# purple haired mexican bud?



## AZshwagg (Mar 16, 2006)

So, I got some bud from my friend today and I noticed something different. The buds were big, light green, orange hairs, but the strange thing was that he was bragging that they had purple hairs on some of the buds but not all of them. Does that mean the bud was certain strian or was it that it was harvested too soon?
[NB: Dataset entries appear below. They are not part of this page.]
PR #277, opened 2021-05-31
[semver:minor] #276 bugfix: added escaping of \\ and `

### LINKED ISSUE #276: Using backticks in the template causes an "invalid_arguments" error
## What happened:
When using backticks in the template (e.g. for markdown messages), they are not escaped (when providing an inline custom message, they are).
This causes the evaluation to fail (with a `-bash: content-inside-backticks: command not found`, which in turn leaved the rendered template (`T2`) empty, getting the following response from Slack:
```json
{"ok":false,"error":"invalid_arguments","response_metadata":{"messages":["[ERROR] missing required field: channel"]}}
```

## Expected behavior:
Escaping the backticks too.

## Additional Information:
`\\` is also escpaed for inline custom messages but not for templates.

OrBin:
I believe this PR should close #276.

### DIFF
--- a/src/scripts/notify.sh
+++ b/src/scripts/notify.sh
@@ -10,6 +10,7 @@ BuildMessageBody() {
         T2=$(eval echo \""$CUSTOM_BODY_MODIFIED"\")
     elif [ -n "${SLACK_PARAM_TEMPLATE:-}" ]; then
         TEMPLATE="\$$SLACK_PARAM_TEMPLATE"
+        # shellcheck disable=SC2016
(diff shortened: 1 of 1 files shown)


gmemstr (changes requested):
@OrBin Some failing tests to take look at :)

OrBin:
@gmemstr I think it should be fixed now. Do you know why the tests are not being rerun?

OrBin:
@gmemstr The checks pass now

gmemstr:
On second thought, I'm marking this as a minor since I'm not sure if anyone is relying on the current behaviour. Otherwise, looks good :) Thank you!

gmemstr (approved):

What's the deal with purple hairs on regular bud?


----------



## THE BROTHER'S GRUNT (Mar 17, 2006)

what you have to remember is there are 100's of starins on the market. i have seen pics of bud that look like underwater plants. i would say it was the strain. how was the bud anyway?


----------



## Hick (Mar 17, 2006)

temeratures below 60 F., during flowering, tend to force purpleing in some strains. 
Cool temps restrict the plants ability to uptake "P", induceing a defficiency, resulting in purple coloring.


----------



## AZshwagg (Mar 17, 2006)

The smoke was a little bit above average. It was kinda cool cause i've never seen or smoked pruple bud before. It was smooth with a good taste, got me really stoned.


----------



## AZshwagg (Mar 17, 2006)

Oh yeah, Big Brother's Grunt, I got the wally world special, FINALLY!!! I'll give an update later.


----------